I went to visit my sister. She lives in a perfect house, with a perfect family, in a perfect town. Yet, something was not right. Her house was grand, covered in gild and crystal, and everyone was dressed to the nines. Perfect decor, perfect clothes, perfect taste. Yet, something was not right. Decadent cuisine filled the cupboard, and the children all behaved. Husband was always home by five and she never had to work a day. Perfect food, perfect kids, perfect husband. Yet, something was not right.

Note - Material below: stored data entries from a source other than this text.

PR #206, opened 2023-05-12
Feat/add managed delta table dataset

jmholzer:
## Checklist


kedro-datasets/test_requirements.txt
```diff
@@ -24,13 +24,15 @@ lxml~=4.6
 matplotlib>=3.0.3, <3.4; python_version < '3.10' # 3.4.0 breaks holoviews
 matplotlib>=3.5, <3.6; python_version == '3.10'
 memory_profiler>=0.50.0, <1.0
+mlflow~=1.30.0; python_version=='3.7'
+mlflow~=2.2.1; python_version>='3.8'
```
noklam, line 28: Where are these dependencies coming from? I don't see `mlflow` is imported

kedro-datasets/test_requirements.txt
```diff
@@ -24,13 +24,15 @@ lxml~=4.6
...
 moto==1.3.7; python_version < '3.10'
 moto==3.0.4; python_version == '3.10'
 networkx~=2.4
 opencv-python~=4.5.5.64
 openpyxl>=3.0.3, <4.0
 pandas-gbq>=0.12.0, <0.18.0
-pandas>=1.3  # 1.3 for read_xml/to_xml
+pandas>=1.3, <2  # 1.3 for read_xml/to_xml, <2 for compatibility with Spark < 3.4
```
noklam, line 35: Why do pandas dependency matter here? I expect Pyspark has it own pandas dependency pin already (if needed)

kedro-datasets/kedro_datasets/databricks/managed_table_dataset.py
```diff
@@ -0,0 +1,433 @@
...
+)
+from pyspark.sql import DataFrame, SparkSession
+from pyspark.sql.types import StructType
+from pyspark.sql.utils import AnalysisException, ParseException
+
+logger = logging.getLogger(__name__)
+
+
+@dataclass(frozen=True)
+class ManagedTable:  # pylint: disable=R0902
```
noklam, line 24:
```suggestion
class ManagedTable:  # pylint: disable=too-many-instance-attributes
```

kedro-datasets/kedro_datasets/databricks/managed_table_dataset.py
```diff
@@ -0,0 +1,433 @@
...
+    json_schema: StructType
+
+    def __post_init__(self):
+        """Run validation methods if declared.
+        The validation method can be a simple check
+        that raises DataSetError.
+        The validation is performed by calling a function named:
+            `validate_<field_name>(self, value) -> raises DataSetError`
+        """
+        for name, _ in self.__dataclass_fields__.items():  # pylint: disable=E1101
```
noklam, line 48:
```suggestion
        for name in self.__dataclass_fields__.keys():  # pylint: disable=no-member
```

noklam (commented):
Thanks for the PR. I cannot manually test it so I mainly focus on reviewing the code itself.

One additional question I have is that this seem to inherit from `AbstractVersionedDataSet`, how does the versioning work since it's a Table if I understand correctly, does it works with the Kedro versioning?

kedro-datasets/test_requirements.txt
jmholzer: True, good spot. These are for a set of MLflow Datasets that are highly related to this one and will get their own PR soon. I'll remove these for now.

kedro-datasets/test_requirements.txt
jmholzer: Pandas >= 2 removed a method that that Spark < 3.4.0 relies on. This was fixed in Spark 3.4.0. With Spark < 3.4.0 and Pandas >= 2, new tests fail.

There are two options for getting tests to pass here:

1. require PySpark >= 3.4.0, or
2. require Pandas < 2.0

I went for option 2, as pinning PySpark ~= 3.4.0 (and therefore Spark 3.4.0) causes a dependency issue with `delta-spark` and causes all new tests to fail (plus Spark tests to fail at the import statements), whereas requiring Pandas < 2.0 caused no other problems with the test suite. Since there is some pressure to get this released and getting our tests to work with Spark 3.4.0 will take some work, I opted to limit Pandas instead.

I would keep it like this, then open an issue to upgrade our Spark to 3.4.0 asap. I can tackle this issue after the Databricks work is delivered.

jmholzer:
> One additional question I have is that this seem to inherit from `AbstractVersionedDataSet`, how does the versioning work since it's a Table if I understand correctly, does it works with the Kedro versioning?

Good question. When delta lake files are modified in any way, a new version of the table is created. Versions of a delta lake table can be accessed either a version number (ascending enum).

`ManagedTableDataset` currently handles versioning by allowing the user to pass in an object of `kedro.io.core.Version` specifying this version number. When the table is modified (by any of the `_save` methods), a new table version is automatically saved in the delta lake file itself. Since versioning is handled by the delta lake format, we do not have to worry about it ourselves.

To my understanding, this is compatible with the`AbstractVersionedDataset` interface, what do you think?

noklam (approved):
thanks for the work!

I think the versioning is fine, is it specific to databricks or any delta table support versioning? (sorry I may get confused with all the delta terminology?) If this is something supported with delta table then we may even extend it to some datasets like SQLtabledataset.

The versioning feature relies on a file path and doesn't work for tables. It relies on the timestamp so basically this dataset implement it's own logic to fetch latest version of dataset.

kedro-datasets/kedro_datasets/databricks/managed_table_dataset.py
```diff
@@ -0,0 +1,433 @@
...
+        """validates database name
+
+        Raises:
+            DataSetError: If the table name does not conform to naming constraints.
+        """
+        if self.database:
+            if not re.fullmatch(self._NAMING_REGEX, self.database):
+                raise DataSetError("database does not conform to naming")
+
+    def validate_catalog(self):
```
SajidAlamQB, line 72: These look to be doing the same thing, could we not just take in an argument to determine if it's a table, database or catalog and have 1 method?

kedro-datasets/kedro_datasets/databricks/managed_table_dataset.py
```diff
@@ -0,0 +1,433 @@
...
+            raise DataSetError(f"`dataframe_type` must be one of {valid_types}")
+
+    def validate_primary_key(self):
+        """validates the primary key of the table
+
+        Raises:
+            DataSetError: If no `primary_key` is specified.
+        """
+        if self.primary_key is None or len(self.primary_key) == 0:
+            if self.write_mode == "upsert":
```
SajidAlamQB, line 112: Why only in upsert mode?

SajidAlamQB (approved):
This looks great, just some minor comments.

kedro-datasets/kedro_datasets/databricks/managed_table_dataset.py
jmholzer: The upsert operation works by joining on the table using its primary key. The other write modes (`append` and `overwrite`) don't need a primary key to work, as they don't perform this join.

kedro-datasets/kedro_datasets/databricks/managed_table_dataset.py
jmholzer: This is a great push. Managed tables are stored in the hierarchy `Catalog` -> `Database` -> `Table`. A given table needs at least a database name and a table name specified, as a catalog name can (I think) be inferred.

I thought about it a bit in response to your comment, and I added a step that also raises a `DatasetError` if no database name or no table name is specified. With these changes it is only `validate_catalog` that has a different structure to the other two namespace validation methods. This being the case, my view is that is clearer to keep these two methods separate rather than DRY them.

PR #234, opened 2023-06-13
fix(datasets): Fix missing pickle setup in `kedro-datasets`

noklam:
## Description

The setup.py missed the `pickle` extras installation.

## Checklist

- [ ] Opened this PR as a 'Draft Pull Request' if it is work-in-progress
- [ ] Updated the documentation to reflect the code changes
- [ ] Added a description of this change in the relevant `RELEASE.md` file
- [ ] Added tests to cover my changes

PR #236, opened 2023-06-13
fix(datasets): fix `SparkStreamingDataSet` docstring

noklam:
## Checklist

### DIFF
--- a/kedro-datasets/kedro_datasets/spark/spark_streaming_dataset.py
+++ b/kedro-datasets/kedro_datasets/spark/spark_streaming_dataset.py
@@ -49,7 +49,7 @@ class SparkStreamingDataSet(AbstractDataSet):
 
         Args:
             filepath: Filepath in POSIX format to a Spark dataframe. When using Databricks
-                specify ``filepath``s starting with ``/dbfs/``. For messag ebrokers such as
+                specify ``filepath``s starting with ``/dbfs/``. For message brokers such as
                 Kafka and all filepath is not required.
             file_format: File format used during load and save operations. 
                 These are formats supported by the running SparkContext including parquet,
--- a/kedro-datasets/kedro_datasets/spark/spark_streaming_dataset.py
+++ b/kedro-datasets/kedro_datasets/spark/spark_streaming_dataset.py
@@ -35,6 +35,7 @@ class SparkStreamingDataSet(AbstractDataSet):
             schema:
                 filepath: data/01_raw/schema/inventory_schema.json
     """
+
     DEFAULT_LOAD_ARGS = {}  # type: Dict[str, Any]
     DEFAULT_SAVE_ARGS = {}  # type: Dict[str, Any]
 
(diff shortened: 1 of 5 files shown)


astrojuanlu:
This contains commits from gh-234, can be rebased

kedro-datasets/kedro_datasets/spark/spark_streaming_dataset.py
```diff
@@ -20,15 +20,16 @@ class SparkStreamingDataSet(AbstractDataSet):
     `YAML API <https://kedro.readthedocs.io/en/stable/data/\
     data_catalog.html#use-the-data-catalog-with-the-yaml-api>`_:
     .. code-block:: yaml
+
```
astrojuanlu, line 23: Looks good, did you test it locally? Maybe open a PR on the framework side cherry picking this commit https://github.com/kedro-org/kedro/pull/2485/commits/9c08611a781518f25fc78b8e9fe2ff6dc5c923b2

kedro-datasets/kedro_datasets/spark/spark_streaming_dataset.py
```diff
@@ -20,15 +20,16 @@ class SparkStreamingDataSet(AbstractDataSet):
...
-            checkpoint: data/04_checkpoint/raw_new_inventory
-            header: True
-        load_args:
+          type: spark.SparkStreamingDataSet
+          filepath: data/01_raw/stream/inventory/
+          file_format: json
+          save_args:
+                output_mode: append
+                checkpoint: data/04_checkpoint/raw_new_inventory
+                header: True
```
deepyaman, line 31:
```suggestion
            output_mode: append
            checkpoint: data/04_checkpoint/raw_new_inventory
            header: True
```

noklam: thanks, I don't know why I keep messing up the docstring.

deepyaman (approved):
Nice! I was looking at this yesterday; this seems to cover the two comments Ivan had left on the original PR that weren't addressed. :)

I actually had one more question on this, and maybe you can roll it into the same PR--does it make sense for the "Spark Streaming" docs to be in `spark/README.md`? It only applies to a single dataset implementation, so it's a bit confusing.

But approving in case not sure how to best handle that/want to do it later.

noklam:
@deepyaman Frankly I don't know what's the README.md for, it's not a standard and only exists for very few datasets. I don't believe it will be render in the Kedro's doc either so I would say it's not very important at all.

noklam:
This is still failing - I try to fix the build but it starts complaining the `__init__` method.

astrojuanlu:
> does it make sense for the "Spark Streaming" docs to be in spark/README.md?

Until we significantly rework how our docs are built, we don't have a way to place narrative/prose documentation from this repo on docs.kedro.org (see https://github.com/kedro-org/kedro/issues/2072#issuecomment-1528834875)

noklam:
https://github.com/kedro-org/kedro/pull/2679

I created this PR in `kedro` , so whenever you made changes in this PR you can re-trigger the CI to see if the build is success.

AhdraMeraliQB (approved):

It was not the way the house smelled, for flowers filled every porcelain vase. It could not be the paint job; there was not a single dent, scratch, or chip in the place. Certainly not the family dog, since he never barked, shed, or spread mud through the house. Perfect scent, perfect paint, perfect pet.

It was the still air, as if everything was frozen in time It could be the tense fear when her husband shot them a jettatura when no one was watching. It must have been the hidden bruises covered by perfect pallets. A dark truth, a firm hand, and a tight noose.

I went to visit my sister. The maid told me of a fight, my sister running down the hall in a fright. Whispering, “I had enough,” She loved him, thought twice, but must be free. I went to find her. Her daughter told me how her mother jutted around eccentric. Dancing about sweets and carelessness, enough with being perfect. Just had to stop him, not let him know. I went to find her. My sister told me through stripped lips, “Vanity is no more,” knife tight in grip. All her skin laid in spirals on the floor. In a frenzy, in a fit, she bleeds to death, so she didn’t have to be perfect.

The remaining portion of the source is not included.